A 36-year-old woman is examined for 6 weeks of left heel pain. She’s getting ready to run a half-marathon. What is the best course of action after a physical examination and radiograph?

Addressing the issue of stress fractures, particularly in the foot, this case study provides critical insights into the effective management of this common athletic injury.

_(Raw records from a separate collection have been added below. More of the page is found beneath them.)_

PR #18245, opened 2023-07-21
feat(core): add monorepo generator to convert from standalone projects

jaysoo:
This PR adds a new `@nx/workspace:monorepo` generator that converts standalone projects to a monorepo.

For example:

```shelll
npx create-nx-workspace react-app
cd react-app
nx g monorepo
```

Then users will see:

```treeview
.
├── apps
│   ├── e2e
│   │   ├── cypress.config.ts
│   │   ├── project.json
│   │   ├── src
│   │   │   ├── ...
│   │   │   └── support
│   │   └── tsconfig.json
│   └── react2
│       ├── index.html
│       ├── project.json
│       ├── public
│       │   └── favicon.ico
│       ├── src
│       │   ├── app
│       │   ├── assets
│       │   ├── main.tsx
│       │   └── styles.css
│       ├── tsconfig.app.json
│       ├── tsconfig.json
│       ├── tsconfig.spec.json
│       └── vite.config.ts
├── nx.json
├── README.md
├── package.json
└── tsconfig.base.json
```

https://github.com/nrwl/nx/assets/53559/4487746d-e0c5-4d0f-90a1-cb784dc96381

## Test Cases

1. Convert a clean standalone project (i.e. one from `create-nx-workspace` without any changes). Test with React, Next.js, Angular, Node servers, TS.
2. Convert a standalone project with libs already added.
3. Convert a standalone project with other apps added.
4. Convert a standalone project with some apps and libs already in `apps` and `libs` directories.
5. Convert a standalone TS project 'my-lib', but `packages/my-lib` or `libs/my-lib` already exists.
6. Convert a monorepo (idempotency)

## Notes

- It's hard to move all root project files to their new location under `apps`since there are workspace files such as `nx.json`, or even custom files that users create that may or may not belong to the root project. The safest way to handle  it is to whitelist the root files we do move, and leave the rest for users to handle.
- The existing `e2e` project is problematic since it is not easy to replace `"e2e"` string in configuration files with `apps/e2e` without messing options like `"target": "e2e"` that should be left untouched. We  may need to handle these cases specifically.

### DIFF
--- a/docs/generated/packages-metadata.json
+++ b/docs/generated/packages-metadata.json
@@ -2843,6 +2843,15 @@
         "type": "generator"
       },
       {
+        "description": "Convert a Nx project to a monorepo.",
+        "file": "generated/packages/workspace/generators/convert-to-monorepo.json",
+        "hidden": false,
+        "name": "convert-to-monorepo",
+        "originalFilePath": "/packages/workspace/src/generators/convert-to-monorepo/schema.json",
+        "path": "workspace/generators/convert-to-monorepo",
+        "type": "generator"
+      },
+      {
         "description": "Create a workspace.",
         "file": "generated/packages/workspace/generators/new.json",
         "hidden": true,
--- a/docs/generated/packages/workspace/generators/convert-to-monorepo.json
+++ b/docs/generated/packages/workspace/generators/convert-to-monorepo.json
@@ -1,0 +1,27 @@
+{
+  "name": "convert-to-monorepo",
+  "factory": "./src/generators/convert-to-monorepo/convert-to-monorepo",
+  "schema": {
+    "$schema": "http://json-schema.org/schema",
+    "$id": "NxWorkspaceConvertToMonorepo",
+    "cli": "nx",
+    "title": "Nx Convert to Monorepo",
+    "description": "Convert an Nx project to a monorepo.",
+    "type": "object",
+    "examples": [
+      {
+        "command": "nx g @nx/workspace:monorepo",
+        "description": "Convert an Nx standalone project to a monorepo."
+      }
+    ],
+    "properties": {},
+    "required": [],
+    "presets": []
+  },
+  "description": "Convert a Nx project to a monorepo.",
+  "implementation": "/packages/workspace/src/generators/convert-to-monorepo/convert-to-monorepo.ts",
+  "aliases": [],
+  "hidden": false,
+  "path": "/packages/workspace/src/generators/convert-to-monorepo/schema.json",
+  "type": "generator"
+}
--- a/packages/jest/src/generators/init/init.ts
+++ b/packages/jest/src/generators/init/init.ts
@@ -4,6 +4,7 @@ import {
   GeneratorCallback,
   getProjects,
   readNxJson,
+  readProjectConfiguration,
   removeDependenciesFromPackageJson,
   runTasksInSerial,
   stripIndents,
@@ -100,10 +101,12 @@ function createJestConfig(tree: Tree, options: NormalizedSchema) {
       const isProjectConfig = jestTarget?.options?.jestConfig === rootJestPath;
       // if root project doesn't have jest target, there's nothing to migrate
       if (isProjectConfig) {
-        const jestAppConfig = `jest.config.app.${options.js ? 'js' : 'ts'}`;
+        const jestProjectConfig = `jest.config.${
+          rootProjectConfig.projectType === 'application' ? 'app' : 'lib'
+        }.${options.js ? 'js' : 'ts'}`;
 
-        tree.rename(rootJestPath, jestAppConfig);
-        jestTarget.options.jestConfig = jestAppConfig;
+        tree.rename(rootJestPath, jestProjectConfig);
+        jestTarget.options.jestConfig = jestProjectConfig;
         updateProjectConfiguration(tree, rootProject, rootProjectConfig);
       }
       // generate new global config as it was move to project config or is missing
--- a/packages/workspace/src/generators/convert-to-monorepo/convert-to-monorepo.ts
+++ b/packages/workspace/src/generators/convert-to-monorepo/convert-to-monorepo.ts
@@ -1,0 +1,50 @@
+import {
+  convertNxGenerator,
+  getProjects,
+  joinPathFragments,
+  ProjectConfiguration,
+  readNxJson,
+  Tree,
+  updateNxJson,
+} from '@nx/devkit';
+import { moveGenerator } from '../move/move';
+
+export async function monorepoGenerator(tree: Tree, options: {}) {
+  const projects = getProjects(tree);
+
+  const nxJson = readNxJson(tree);
+  updateNxJson(tree, nxJson);
+
+  let rootProject: ProjectConfiguration;
+  const projectsToMove: ProjectConfiguration[] = [];
+
+  // Need to determine libs vs packages directory base on the type of root project.
+  for (const [, project] of projects) {
+    if (project.root === '.') rootProject = project;
+    projectsToMove.push(project);
+  }
+
+  // Currently, Nx only handles apps+libs or packages. You cannot mix and match them.
+  // If the standalone project is an app (React, Angular, etc), then use apps+libs.
+  // Otherwise, for TS standalone (lib), use packages.
+  const isRootProjectApp = rootProject.projectType === 'application';
+  const appsDir = isRootProjectApp ? 'apps' : 'packages';
+  const libsDir = isRootProjectApp ? 'libs' : 'packages';
+
+  for (const project of projectsToMove) {
+    await moveGenerator(tree, {
+      projectName: project.name,
+      newProjectName: project.name,
+      destination:
+        project.projectType === 'application'
+          ? joinPathFragments(appsDir, project.name)
+          : joinPathFragments(libsDir, project.name),
+      destinationRelativeToRoot: true,
+      updateImportPath: project.projectType === 'library',
+    });
+  }
+}
+
+export default monorepoGenerator;
+
+export const monorepoSchematic = convertNxGenerator(monorepoGenerator);
--- a/packages/workspace/src/generators/convert-to-monorepo/schema.json
+++ b/packages/workspace/src/generators/convert-to-monorepo/schema.json
@@ -1,0 +1,16 @@
+{
+  "$schema": "http://json-schema.org/schema",
+  "$id": "NxWorkspaceConvertToMonorepo",
+  "cli": "nx",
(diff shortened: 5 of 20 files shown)


JamesHenry (changes requested):
Copying over my slack reply just so it doesn't get lost:

> Nice! We have a precedent for conversion generators starting with convert to make it clear it’s mutating existing stuff as its focus, so maybe convert-to-monorepo is preferable?

> As Victor notes it’s going to be run very rarely so arguably clarity can be weighted above brevity because it’s not an ongoing source of friction to type?

> I would worry `nx generate @nx/workspace:monorepo` could easily be confused with create-nx-workspace

docs/generated/packages/workspace/generators/convert-to-monorepo.json
```diff
@@ -0,0 +1,39 @@
...
+      {
+        "command": "nx g @nx/workspace:monorepo --appsDir=apps --libsDir=packages",
+        "description": "Convert to a monorepo with apps and libs directories."
+      }
+    ],
+    "properties": {
+      "appsDir": {
+        "type": "string",
+        "description": "The directory where apps are placed.",
+        "default": "apps"
```
juristr, line 21: should we `x-prompt` here?

docs/generated/packages/workspace/generators/convert-to-monorepo.json
```diff
@@ -0,0 +1,39 @@
+{
+  "name": "convert-to-monorepo",
+  "factory": "./src/generators/convert-to-monorepo/convert-to-monorepo",
+  "schema": {
+    "$schema": "http://json-schema.org/schema",
+    "$id": "NxWorkspaceConvertToMonorepo",
+    "cli": "nx",
+    "title": "Nx Convert to Monorepo",
+    "description": "Convert a Nx project to a monorepo with apps and libs folders.",
```
juristr, line 9: "Convert an Nx standalone project to a monorepo"

I wouldn't even mention "apps" and "libs" tbh

juristr (changes requested):

packages/workspace/src/generators/convert-to-monorepo/convert-to-monorepo.ts
```diff
@@ -0,0 +1,86 @@
...
+  await maybeExtractJestConfigBase(tree);
+
+  const nxJson = readNxJson(tree);
+  nxJson.workspaceLayout = {
+    // normalize paths without trailing slash
+    appsDir: joinPathFragments(options.appsDir),
+    libsDir: joinPathFragments(options.libsDir),
+  };
+
+  updateNxJson(tree, nxJson);
```
FrozenPandaz, line 25: Just add the directories and it will have the same effect. Do not write to nx.json.

This can move after the move.

1. If we move an app, we also have to add the libs dir that the user wants
2. If we move a lib, we don't actually have to do anything because moving the project will create the libs dir

packages/workspace/src/generators/convert-to-monorepo/schema.json
```diff
@@ -0,0 +1,30 @@
...
+      "description": "Convert an Nx standalone project to a monorepo."
+    }
+  ],
+  "properties": {
+    "appsDir": {
+      "type": "string",
+      "description": "The directory where apps are placed.",
+      "default": "apps",
+      "x-prompt": "Where do you want to place your apps?"
+    },
```
FrozenPandaz, line 20: Let's always pick `apps` if the root project is an app. Do not prompt.

packages/workspace/src/generators/convert-to-monorepo/convert-to-monorepo.ts
```diff
@@ -0,0 +1,86 @@
...
+
+  for (const [_name, project] of projects) {
+    maybeExtractEslintConfigIfRootProject(tree, project);
+    await moveGenerator(tree, {
+      projectName: project.name,
+      destination: project.name,
```
FrozenPandaz, line 31: Pass `destinationRelativeToRoot` so that the destination is taken as is.

This turns into `join(options.appsDir | options.libsDir, project.name)`

packages/workspace/src/generators/convert-to-monorepo/convert-to-monorepo.ts
```diff
@@ -0,0 +1,86 @@
...
+  Tree,
+  updateNxJson,
+} from '@nx/devkit';
+import { moveGenerator } from '../move/move';
+import { Schema } from './schema';
+
+export async function monorepoGenerator(tree: Tree, options: Schema) {
+  const projects = getProjects(tree);
+  mayebExtractTsConfigBase(tree);
+  await maybeExtractJestConfigBase(tree);
```
FrozenPandaz, line 16: All of the extract, should go into `move`. Regardless of if we are moving from a monorepo or not, if a user moves the root app, we should do this stuff.

This could be refactored more later.

packages/workspace/src/generators/convert-to-monorepo/schema.d.ts
```diff
@@ -0,0 +1,4 @@
+export interface Schema {
+  appsDir: string;
```
FrozenPandaz, line 2: This gets removed.

packages/workspace/src/generators/move/lib/move-project-files.ts
```diff
@@ -12,14 +12,63 @@ export function moveProjectFiles(
...
     // This is a rename but Angular Devkit isn't capable of writing to a file after it's renamed so this is a workaround
-    const content = tree.read(file);
     const relativeFromOriginalSource = relative(project.root, file);
     const newFilePath = join(
       schema.relativeToRootDestination,
       relativeFromOriginalSource
     );
+
+    // Prevents moving the same file infinitely for root projects
+    if (seen.has(file)) return;
```
FrozenPandaz, line 68: This isn't needed anymore after the whitelist.

packages/workspace/src/generators/move/lib/update-project-root-files.ts
```diff
@@ -15,18 +25,74 @@ export function updateProjectRootFiles(
...
       path.join(workspaceRoot, schema.relativeToRootDestination),
       workspaceRoot
     )
     .split(path.sep)
     .join('/');
-  const oldRelativeRoot = path
-    .relative(path.join(workspaceRoot, project.root), workspaceRoot)
-    .split(path.sep)
-    .join('/');
+  const oldRelativeRoot =
```
FrozenPandaz, line 89: This can be reverted.

packages/workspace/src/generators/move/lib/update-project-root-files.ts
```diff
@@ -39,13 +105,7 @@ export function updateProjectRootFiles(
...
   );
   for (const file of tree.children(schema.relativeToRootDestination)) {
-    const ext = extname(file);
-    if (!allowedExt.includes(ext)) {
-      continue;
-    }
-    if (file === '.eslintrc.json') {
-      continue;
-    }
+    if (!shouldUpdate(file)) continue;
```
FrozenPandaz, line 108: This should go back to how it was.

packages/workspace/src/generators/move/move.spec.ts
```diff
@@ -67,4 +67,95 @@ describe('move', () => {
...
+    expect(tree.exists('libs/my-lib/tsconfig.lib.json')).toBeTruthy();
+    expect(tree.exists('libs/my-lib/tsconfig.spec.json')).toBeTruthy();
+    expect(tree.exists('libs/my-lib/.eslintrc.json')).toBeTruthy();
+    expect(tree.exists('libs/my-lib/src/index.ts')).toBeTruthy();
+
+    // Test that other libs and workspace files are not moved.
+    expect(tree.exists('package.json')).toBeTruthy();
+    expect(tree.exists('README.md')).toBeTruthy();
+    expect(tree.exists('.gitignore')).toBeTruthy();
+    expect(tree.exists('other-lib/index.ts')).toBeTruthy();
```
FrozenPandaz, line 159: We should test that root config files are made

packages/workspace/src/generators/move/move.ts
```diff
@@ -1,6 +1,8 @@
 import {
   convertNxGenerator,
+  createProjectGraphAsync,
   formatFiles,
+  ProjectGraph,
```
FrozenPandaz, line 5: Unneeded imports

FrozenPandaz (changes requested):

packages/workspace/src/generators/convert-to-monorepo/schema.json
```diff
@@ -0,0 +1,30 @@
...
+    "libsDir": {
+      "type": "string",
+      "alias": "packagesDir",
+      "description": "The directory where libs/packages are placed.",
+      "default": "libs",
+      "x-prompt": "Where do you want to place your libs/packages?"
+    }
```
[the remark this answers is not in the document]
jaysoo: Turns out, we're restricted to apps-libs vs packages anyway, so removing all the prompts. i.e. you cannot have apps-packages.

packages/jest/src/generators/init/init.ts
```diff
@@ -100,10 +101,12 @@ function createJestConfig(tree: Tree, options: NormalizedSchema) {
       const isProjectConfig = jestTarget?.options?.jestConfig === rootJestPath;
       // if root project doesn't have jest target, there's nothing to migrate
       if (isProjectConfig) {
-        const jestAppConfig = `jest.config.app.${options.js ? 'js' : 'ts'}`;
+        const jestProjectConfig = `jest.config.${
+          rootProjectConfig.projectType === 'application' ? 'app' : 'lib'
+        }.${options.js ? 'js' : 'ts'}`;
```
barbados-clemens, line 106: question (non-blocking): Is there a case where the root project isn't an application?

barbados-clemens (approved):
just a question

packages/jest/src/generators/init/init.ts
jaysoo: Yes, when TS standalone is used the root project is a TS library.

FrozenPandaz (approved):

docs/generated/packages-metadata.json
```diff
@@ -2842,6 +2842,15 @@
         "path": "workspace/generators/remove",
         "type": "generator"
       },
+      {
+        "description": "Convert a Nx project to a monorepo.",
```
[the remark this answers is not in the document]
FrozenPandaz: @ndcunningham Can you make this change in a follow up PR please?

FrozenPandaz (approved):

Physicians are encouraged to delve into the nuances of treatment methods, their efficacy, and the determining factors for selection.

Key Points:

  • Stress fractures can occur commonly in the foot, specifically in the metatarsals, tarsals, and calcaneus.
  • Certain locations of stress fractures, such as the base of the second metatarsal, fifth metatarsal diaphysis, and medial malleolus, have a high risk of nonunion, warranting an orthopedic referral.
  • Calcaneal fractures pose a low risk for nonunion, and their management can include rest, crutches, a walking boot, and/or footwear padding to achieve pain-free ambulation.

Additional Points:

  • Follow-up radiography at 4 weeks can help document healing of the fracture.
  • Once a patient has no pain with provocative maneuvers and can ambulate without pain, activity can gradually be reintroduced.
  • Most patients with low-risk injuries can resume running in 8 to 12 weeks.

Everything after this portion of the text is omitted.